===== SOURCE INFORMATION =====

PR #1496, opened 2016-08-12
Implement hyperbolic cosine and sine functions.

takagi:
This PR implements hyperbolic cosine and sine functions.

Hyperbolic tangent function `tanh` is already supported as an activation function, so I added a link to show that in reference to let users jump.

=====
===== SOURCE INFORMATION =====

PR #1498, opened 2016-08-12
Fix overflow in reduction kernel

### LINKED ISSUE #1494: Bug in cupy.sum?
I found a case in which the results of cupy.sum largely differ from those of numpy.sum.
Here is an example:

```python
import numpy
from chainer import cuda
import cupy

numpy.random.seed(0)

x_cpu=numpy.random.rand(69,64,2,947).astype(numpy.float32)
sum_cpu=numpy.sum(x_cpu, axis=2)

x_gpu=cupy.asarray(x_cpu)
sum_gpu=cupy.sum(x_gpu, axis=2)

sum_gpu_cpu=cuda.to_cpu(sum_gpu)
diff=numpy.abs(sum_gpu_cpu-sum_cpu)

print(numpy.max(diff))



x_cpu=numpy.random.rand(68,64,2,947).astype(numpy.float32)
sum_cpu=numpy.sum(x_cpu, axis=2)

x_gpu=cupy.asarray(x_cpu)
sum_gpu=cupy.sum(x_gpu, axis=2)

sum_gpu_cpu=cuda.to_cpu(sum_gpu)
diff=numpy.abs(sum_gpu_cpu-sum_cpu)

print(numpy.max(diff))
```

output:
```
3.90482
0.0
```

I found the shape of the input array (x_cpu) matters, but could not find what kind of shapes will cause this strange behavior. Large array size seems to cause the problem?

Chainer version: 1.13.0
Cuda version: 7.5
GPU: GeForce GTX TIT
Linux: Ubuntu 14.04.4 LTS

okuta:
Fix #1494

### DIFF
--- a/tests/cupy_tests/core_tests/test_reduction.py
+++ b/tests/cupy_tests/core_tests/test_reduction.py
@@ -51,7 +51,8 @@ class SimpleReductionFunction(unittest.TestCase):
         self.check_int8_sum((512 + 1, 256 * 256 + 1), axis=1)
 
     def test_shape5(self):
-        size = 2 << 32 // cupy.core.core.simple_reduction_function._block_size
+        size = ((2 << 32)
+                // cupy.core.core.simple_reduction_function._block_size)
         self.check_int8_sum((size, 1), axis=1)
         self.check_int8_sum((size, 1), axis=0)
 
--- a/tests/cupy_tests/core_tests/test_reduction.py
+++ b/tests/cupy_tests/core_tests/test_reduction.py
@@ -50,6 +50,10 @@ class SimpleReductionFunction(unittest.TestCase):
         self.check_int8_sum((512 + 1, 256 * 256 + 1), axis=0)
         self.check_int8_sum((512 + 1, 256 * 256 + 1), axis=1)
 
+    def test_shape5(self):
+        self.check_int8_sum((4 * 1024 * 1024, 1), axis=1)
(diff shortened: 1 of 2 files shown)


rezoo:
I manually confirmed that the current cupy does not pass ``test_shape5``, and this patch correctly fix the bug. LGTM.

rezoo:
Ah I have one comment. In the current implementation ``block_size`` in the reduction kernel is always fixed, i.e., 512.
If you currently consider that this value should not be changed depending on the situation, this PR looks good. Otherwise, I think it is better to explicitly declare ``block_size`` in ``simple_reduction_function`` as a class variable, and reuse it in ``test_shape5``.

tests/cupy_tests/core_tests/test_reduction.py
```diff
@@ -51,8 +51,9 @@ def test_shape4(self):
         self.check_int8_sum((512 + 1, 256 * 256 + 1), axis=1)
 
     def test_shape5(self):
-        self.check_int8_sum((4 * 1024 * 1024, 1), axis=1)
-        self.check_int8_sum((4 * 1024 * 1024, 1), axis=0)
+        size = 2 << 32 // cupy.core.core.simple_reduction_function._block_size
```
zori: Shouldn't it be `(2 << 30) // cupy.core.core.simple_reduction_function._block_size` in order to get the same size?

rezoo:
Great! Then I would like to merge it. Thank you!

=====
===== SOURCE INFORMATION =====

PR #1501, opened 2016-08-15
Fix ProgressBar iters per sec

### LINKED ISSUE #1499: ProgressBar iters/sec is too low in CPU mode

=====

Among the lines of the listing above, count those that hold the string "iters", giving the count alone.

### SOLUTION FOR THIS TASK
2